Loki's ruzie, deel 4

Stilte, die nu is ingestort in de feestzaal van het hof van Agir, hing als een zwarte wolk boven Loki's hoofd. De lucht rook naar woede en bloed. Freyja - de voogd van de geliefden, zichzelf vol pijn en minachting, vrezen, opdat de heilige vrede niet verbroken wordt, Loki wees op waanzin, dat hij te zeker was van onschendbaarheid in aanwezigheid van de Asen, hij pronkt met zijn misdaden. De goden hadden tenslotte al lang een vermoeden, die verantwoordelijk is voor de dood van Baldr, en het was alleen vanwege hun eden dat ze zich onthouden van wraak.

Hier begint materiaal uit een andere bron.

PR #1708, opened 2016-02-26
[atoms] Implement clear functionality for checkbox & radiobutton.Also added nontextual editable input types.

gmanikpure:

### DIFF
--- a/javascript/atoms/test/action_test.html
+++ b/javascript/atoms/test/action_test.html
@@ -183,10 +183,32 @@
 
     function testClearingNumberInputWithInvalidData() {
       var e = goog.dom.getElement('numberField');
-      bot.action.type(e, "e");
+      bot.action.type(e, 'e');
       bot.action.clear(e);
-      bot.action.type(e, "3");
-      assertEquals("3", goog.dom.forms.getValue(e));
+      bot.action.type(e, '3');
+      assertEquals('3', goog.dom.forms.getValue(e));
+    }
+
+    function testClearingAEnterableControlInput() {
+      var e = goog.dom.getElement('weekField');
+      e.value = '2016-W09';
+      assertNotEquals('', e.value);
+      bot.action.clear(e);
+      assertEquals('', e.value);
+    }
+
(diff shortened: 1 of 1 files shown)


gmanikpure:
@juangj 
Jason, could you please have a look?
Thanks,

javascript/atoms/action.js
```diff
@@ -1,3 +1,20 @@
+/**
+ * @license
```
lukeis: why are you adding another license here and in dom.js?

javascript/atoms/action.js
```diff
@@ -75,27 +93,41 @@ bot.action.checkInteractable_ = function(element) {
...
+
   if (element.value) {
     element.value = '';
     bot.events.fire(element, bot.events.EventType.CHANGE);
-  } else if (bot.dom.isElement(element, goog.dom.TagName.INPUT) &&
-             (element.getAttribute('type') && element.getAttribute('type').toLowerCase() == "number")) {
-    // number input fields that have invalid inputs
-    // report their value as empty string with no way to tell if there is a
-    // current value or not
+  } else if (bot.dom.isEditable(element) && !bot.dom.isTextual(element)) {
```
lukeis: why wouldn't we call bot.dom.isNonTextual (and not have to negate the value).

Also it seems like the type="number" case wouldn't evaluate to true here? (since according to bot.dom it is textual)

AutomatedTester:
this PR seems to be against the general spirit of WebDriver which is to emulate users.

If a user wants to clear a checkbox they need to click again and in the case of a radiobutton a user can not clear it so webdriver shouldn't magically clear it either.

For these reason I am closing this PR.

gmanikpure:
Sorry for the inconvenience. I tried to follow WebDriver specifications document 
https://www.w3.org/TR/webdriver/#element-clear

"If the element is editable then set the value of element to empty string. Otherwise, for checkbox / radio button attribute types, set the checkedness to false."
Please correct me if i am wrong, Thanks!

Deze keer is de maatbeker vervangen.

In zijn blindheid negeerde Loki de dreiging in de woorden van de godin, maar zoals het was, hij overlaadde haar met beledigingen, roepen, dat dit, alle goden sliepen met en vingen incest, hij heeft niet het recht om onder zulke vooraanstaande personen te spreken. Het is een feit, dat Freyja de slechtste reputatie had in Asgard en dat Loki voor het eerst tijdens het hele feest de waarheid leek te vertellen. Toch maakten zijn woorden Njord diep verontwaardigd. Hij zei, het is geen wonder dat het zo is, dat mooie vrouwen liefde zoeken in de armen van mannen, maar Loki, die zijn eigen geslacht te schande maakte, zich overgeeft aan wellustig amusement als een hoer, het heeft niet het recht om iemand hierover te oordelen. Loki hoorde het, riep hij hartstochtelijk over de vernedering, Njord leed, terwijl hij gegijzeld was in Jotunheim. De heer van de zee antwoordde hierop, dat is alles, wat hij heeft geleden, is niets vergeleken hiermee, dat hij de vader van Freya is, iedereen houdt van en Freya - de heer van liefde en mannelijke fitness, aan wie iedereen aanbidt, en Loki kon alleen spoken en monsters verwekken. Hier steunde hij de god Tyrus, maar Loki bespotte hem onmiddellijk, dat zijn zoon Fenrir hem zijn rechterhand had ontnomen, wat hem in de strijd erger maakt dan een vrouw. Tyr herinnerde zich in reactie, wat een lot overkwam de Wolf, en de herinnering prikte Loki als vuur. Frey kreeg ruzie en waarschuwde de reus, dat als hij niet zweeg, het zal het lot van de zoon delen. Loki, spottend lachen, herinnerde Freyj eraan, dat hij zijn zwaard omkocht voor de charmes van de mooie Gerda en dat het lot hem zou overvallen, wanneer hij op de dag van ragnarok de zonen van Surt zal ontmoeten.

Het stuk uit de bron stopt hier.